*** Opening of Supplied material ***
PR #794, opened 2024-07-07
feat(predicate): Add `has_workflow_result` predicate

iainlane:
This is a new predicate which matches on the results of an entire GitHub Actions workflow.

This is similar to (doesn't replace, both are complementary) `has_status` from #789, except `has_status` matches on statuses or check runs, which for GitHub Actions are basically equivalent to _jobs_ in a Workflow. `has_workflow_result` finds the check _suite_ for the PR and reports its conclusion, which is the conclusion of the whole workflow run - of all of its jobs.

With `has_workflow_result`, the workflows are given as paths in the repository, as these can't be dynamic and are easy to predict when writing policies, as well as easy to review for correctness.

With this, you can write

```yaml
has_workflow_result:
  workflows:
    - .github/workflows/ci.yml
```

and then we'll wait for all the jobs in this workflow to succeed (or with the optional `conclusions`, to conclude with whatever you want), which is more convenient than listing all the job names out. This new predicate is really to make writing rules easier. At least for the workflows I use daily it's much more common to want to wait for every job than just a subset of them. 🙂 

For the avoidance of doubt, it doesn't solve the problem I mentioned in #789 where we don't see completely skipped jobs (if the `on` filters resulted in a skip).

### DIFF
--- a/README.md
+++ b/README.md
@@ -340,6 +340,19 @@ if:
       - "status-name-2"
       - "status-name-3"
 
+  # "has_workflow_result" is satisfied if the GitHub Actions workflow runs that
+  # are specified all finished and concluded with one of the conclusions
+  # specified. "conclusions" is optional and defaults to ["success"].
+  # `workflows` contains the paths to the workflow files that are being checked.
+  # If a workflow is run more than once for a commit - for example for a `push`
+  # and `pull_request` event, the most recent completed run for each event type
+  # will be considered.
+  has_workflow_result:
+    conclusions: ["success", "skipped"]
+    workflows:
+      - ".github/workflows/a.yml"
+      - ".github/workflows/b.yml"
+
   # "has_labels" is satisfied if the pull request has the specified labels
   # applied
   has_labels:
@@ -995,6 +1008,7 @@ The app requires these permissions:
 
 | Permission | Access | Reason |
 | ---------- | ------ | ------ |
+| Actions| Read-only | Read workflow run events for the `has_workflow_result` predicate |
 | Repository contents | Read-only | Read configuration and commit metadata |
 | Checks | Read-only | Read check run results |
 | Repository administration | Read-only | Read admin team(s) membership |
@@ -1013,6 +1027,7 @@ The app should be subscribed to these events:
 * Pull request
 * Pull request review
 * Status
+* Workflow Run
 
 There is a [`logo.png`](https://github.com/palantir/policy-bot/blob/develop/logo.png)
 provided if you'd like to use it as the GitHub application logo. The background
--- a/policy/predicate/workflow.go
+++ b/policy/predicate/workflow.go
@@ -1,0 +1,94 @@
+// Copyright 2018 Palantir Technologies, Inc.
+//
+// Licensed under the Apache License, Version 2.0 (the "License");
+// you may not use this file except in compliance with the License.
+// You may obtain a copy of the License at
+//
+//     http://www.apache.org/licenses/LICENSE-2.0
+//
+// Unless required by applicable law or agreed to in writing, software
+// distributed under the License is distributed on an "AS IS" BASIS,
+// WITHOUT WARRANTIES OR CONDITIONS OF ANY KIND, either express or implied.
+// See the License for the specific language governing permissions and
+// limitations under the License.
+
+package predicate
+
+import (
+	"context"
+	"fmt"
+	"slices"
+	"strings"
+
+	"github.com/palantir/policy-bot/policy/common"
+	"github.com/palantir/policy-bot/pull"
+	"github.com/pkg/errors"
+)
+
+type HasWorkflowResult struct {
+	Conclusions AllowedConclusions `yaml:"conclusions,omitempty"`
+	Workflows   []string           `yaml:"workflows,omitempty"`
+}
+
+func NewHasWorkflowResult(workflows []string, conclusions []string) *HasWorkflowResult {
+	return &HasWorkflowResult{
+		Conclusions: conclusions,
+		Workflows:   workflows,
+	}
+}
+
+var _ Predicate = HasWorkflowResult{}
+
+func (pred HasWorkflowResult) Evaluate(ctx context.Context, prctx pull.Context) (*common.PredicateResult, error) {
+	workflowRuns, err := prctx.LatestWorkflowRuns()
+	if err != nil {
+		return nil, errors.Wrap(err, "failed to list latest workflow runs")
+	}
+
+	allowedConclusions := pred.Conclusions
+	if len(allowedConclusions) == 0 {
+		allowedConclusions = AllowedConclusions{"success"}
+	}
+
+	predicateResult := common.PredicateResult{
+		ValuePhrase:     "workflow results",
+		ConditionPhrase: fmt.Sprintf("exist and have conclusion %s", allowedConclusions.joinWithOr()),
+	}
+
+	var missingResults []string
+	var failingWorkflows []string
+	for _, workflow := range pred.Workflows {
+		conclusions, ok := workflowRuns[workflow]
+		if !ok {
+			missingResults = append(missingResults, workflow)
+		}
+		for _, conclusion := range conclusions {
+			if !slices.Contains(allowedConclusions, conclusion) {
+				failingWorkflows = append(failingWorkflows, workflow)
+			}
+		}
+	}
+
+	if len(missingResults) > 0 {
+		predicateResult.Values = missingResults
+		predicateResult.Description = "One or more workflow runs are missing: " + strings.Join(missingResults, ", ")
+		predicateResult.Satisfied = false
+		return &predicateResult, nil
+	}
+
+	if len(failingWorkflows) > 0 {
+		predicateResult.Values = failingWorkflows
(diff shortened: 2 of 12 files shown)


palantirtech:

pull/github.go
```diff
@@ -26,6 +26,10 @@ import (
 )
 
 const (
+	// GitHubAppID is the GitHub Actions App ID. When a check suite is created
+	// by GitHub Actions, its `app.id` field is set to this value.
+	GitHubAppID = 15368
```
bluekeyes: If we have to use this (which might not be necessary if we switch to the REST API), it will need to be configurable. For example, on one of our internal GitHub Enterprise instances, the App ID for the `github-actions` app is 152.

Another alternative might be to filter based on the app name (which should be consistent) instead of the ID.

pull/github.go
```diff
@@ -829,6 +834,89 @@ func (ghc *GitHubContext) getCheckStatuses() (map[string]string, error) {
...
+
+	ghc.workflowRuns = workflowRuns
+
+	return workflowRuns, nil
+}
+
+func (ghc *GitHubContext) getWorkflowRuns() (map[string]string, error) {
+	// TODO: We could use the REST API to get the path, once
+	// https://github.com/google/go-github/commit/7665f317d3985efe6a7828e3af2751c41b3526b1
+	// is in a release.
```
bluekeyes: Looking at the APIs, I think the REST API makes this more straightforward, so it might be worth copying the relevant function and the partial struct we need in to this project while waiting for a release.

https://github.com/palantir/policy-bot/blob/67b611ab74ebfd63f98addb6105e06a71e65bb7f/pull/github_teams.go is an example of where we did something similar previously when an API we still used was removed upstream.

pull/github.go
```diff
@@ -829,6 +834,89 @@ func (ghc *GitHubContext) getCheckStatuses() (map[string]string, error) {
...
+										}
+									}
+									PageInfo *v4PageInfo
+								} `graphql:"checkSuites(first: 100, after: $checkSuiteCursor, filterBy: {appId: $appId})"`
+							}
+						}
+					}
+				} `graphql:"commits(last: 1)"`
+			} `graphql:"pullRequest(number: $number)"`
+		} `graphql:"repository(owner: $owner, name: $repo)"`
```
bluekeyes: If we stick with GraphQL, I think this query can be simplified by using the `object` query on `Repository` to directly get the head commit by SHA. This is also important for consistency - we want to make sure the commit we think we're evaluating is the one we actually get the check suites from.

policy/predicate/workflow.go
```diff
@@ -0,0 +1,95 @@
...
+			missingResults = append(missingResults, workflow)
+		}
+		if _, allowed := conclusions[result]; !allowed {
+			failingWorkflows = append(failingWorkflows, workflow)
+		}
+	}
+
+	if len(missingResults) > 0 {
+		predicateResult.Values = missingResults
+		predicateResult.Description = "One or more workflow runs are  missing: " + strings.Join(missingResults, ", ")
```
bluekeyes:
```suggestion
		predicateResult.Description = "One or more workflow runs are missing: " + strings.Join(missingResults, ", ")
```

README.md
```diff
@@ -329,6 +329,16 @@ if:
...
 
+  # "has_workflow_result" is satisfied if the GitHub Actions workflow runs that
+  # are specified all finished and concluded with one of the conclusions
+  # specified. "conclusions" is optional and defaults to ["success"].
+  # `workflows` contains the paths to the workflow files that are being checked.
+  has_workflow_result:
+    conclusions: ["success", "skipped"]
+    workflows:
+      - ".github/workflows/a.yml"
+      - ".github/workflows/b.yml"
```
bluekeyes, line 354: Since workflows must exist in the `.github/workflows` directory, would it make sense to exclude that from these paths? Or do you think it is clearer to specify the full path?

bluekeyes (commented):
Thanks for proposing this. I haven't used Actions enough to run into this problem, but it seems reasonable to have an Actions-specific predicate to simplify things.

Since this contains some overlap with #789, my comment from there about the `allowedConclusions` set also applies here. I think we'll want to pick one of these PRs to focus on and merge first, and then update the other one to resolve conflicts.

iainlane:
Cheers. I'll mark this as a draft until #789 is good to go, and then pivot over here, so we don't have too much in flight at once.

pull/github.go
bluekeyes: Since I left this comment, we upgraded to `go-github` v63, which should include the new REST API field you wanted to use originally.

iainlane: Just coming back to this. Yep, great! I'll switch over to REST. Cheers.

pull/github.go
iainlane: Ah, cheers for the info. If we use the `slug` field - which is `github-actions` for github.com - would that work in your environment too?

bluekeyes: Yeah, when I checked before it looked like the slug was consistent across both github.com and GitHub Enterprise

iainlane: [The API wants an ID though](https://pkg.go.dev/github.com/google/go-github/v63/github#ListCheckSuiteOptions), so I'm going to have to resolve it. Since that's an API call and the value isn't going to change, I should cache it for the lifetime of the whole program. Do you have a preference for where/how we should do that?

bluekeyes: Not sure if this will do everything else you needed, but if we switch to the [List workflow runs](https://docs.github.com/en/rest/actions/workflow-runs?apiVersion=2022-11-28#list-workflow-runs-for-a-repository) REST API, I think it bypasses this problem since we know it's only returning workflow details from actions and it includes the paths and the conclusions.

If you do end up needing to cache the ID, I think you could do it at server startup and pass it in to the base handler. Or maybe we make it a server configuration option at that point and operators will have to look it up before using this feature.

README.md
iainlane: I had a look at both, and for me having the full path makes it clearer. I find

```
- a.yml
- b.yml
```

to be a tiny bit more obscure. It's harder to get confused about which files we're talking about if it's a full path.

But it doesn't matter _that much_. WDYT?

pull/github.go
iainlane: Cheers. I'm just checking on a real installation but I think the REST approach will work.

pull/github.go
```diff
@@ -829,6 +830,68 @@ func (ghc *GitHubContext) getCheckStatuses() (map[string]string, error) {
...
+		if resp.NextPage == 0 {
+			break
+		}
+		opt.Page = resp.NextPage
+	}
+	workflowRuns := make(map[string]string, len(runsWithDate))
+
+	for path, run := range runsWithDate {
+		workflowRuns[path] = run.GetConclusion()
+	}
```
iainlane: I think this is not quite right. Imagine a workflow like this

```yaml
on:
  push:
  pull_request:
```

and one of those fails, one succeeds.

With the way I have it now, we would pass the policy if the success happens later than the failure.

I'm thinking we should do the "what came later" check, but group by event. So in the above case we'd return `["success", "failure"]` and the policy would check both of those against its list of allowed conclusions.

iainlane: That would be more aligned with what GitHub does. I constructed the situation in a test repo with a GitHub required status on `build b`. The `push` event fails and the `pull_request` one passes. The PR is blocked.

I'll do a change along the lines of ☝️ 

image

iainlane: Ran out of time to test this live today but I think the current version is more or less what I had in mind. I'll open up for review!

iainlane: Ok, I've now built an image with this change (and my other PRs) included and it seems to do what I expect

image

`policy-bot: main` is running the previous version of this change as per the first screenshot. `dev-policy-bot` is running this PR's code as of now.

In this PR, the successful `pull_request` run for "Build directory B" came _after_ the failed `push` event run. In the previous version, since that came later, we considered it a success. Now, with the current version, we consider them separately since they are triggered by different event types, and the PR is blocked.

When the `push` workflow passes, we give a check as expected:

image

README.md
bluekeyes: Using full paths sounds fine to me then

server/handler/workflow_run.go
```diff
@@ -0,0 +1,71 @@
...
+	"encoding/json"
+
+	"github.com/google/go-github/v63/github"
+	"github.com/palantir/go-githubapp/githubapp"
+	"github.com/palantir/policy-bot/policy/common"
+	"github.com/palantir/policy-bot/pull"
+	"github.com/pkg/errors"
+)
+
+type WorkflowRun struct {
```
bluekeyes, line 28: You'll also need to register this new handler with the `EventDispatcher` so it will actually get the events: https://github.com/palantir/policy-bot/blob/develop/server/server.go#L184-L192

bluekeyes (commented):
Looks good, thanks for adding tests for both the predicate and the `pull.Context` method. I think you missed registering the new event handler with the server, but should be good to merge once that's in place.

server/handler/workflow_run.go
iainlane: Oh yeah, thanks! [Here it is](https://github.com/palantir/policy-bot/compare/fd32004717210a737936d36f1039745bbeef1484..af8fa99485a8f8062b5ef9bdc0db05b6675489d2).

I suppose it mostly worked for us because you tend to get `check_run` events anyway...

bluekeyes (approved):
*** Close of Supplied material ***
◆ **What is needed**
Go through the entries above and copy out every line that includes the word "also".

◆ **Reply to the exercise**
bluekeyes: If we stick with GraphQL, I think this query can be simplified by using the `object` query on `Repository` to directly get the head commit by SHA. This is also important for consistency - we want to make sure the commit we think we're evaluating is the one we actually get the check suites from.
Since this contains some overlap with #789, my comment from there about the `allowedConclusions` set also applies here. I think we'll want to pick one of these PRs to focus on and merge first, and then update the other one to resolve conflicts.
bluekeyes, line 28: You'll also need to register this new handler with the `EventDispatcher` so it will actually get the events: https://github.com/palantir/policy-bot/blob/develop/server/server.go#L184-L192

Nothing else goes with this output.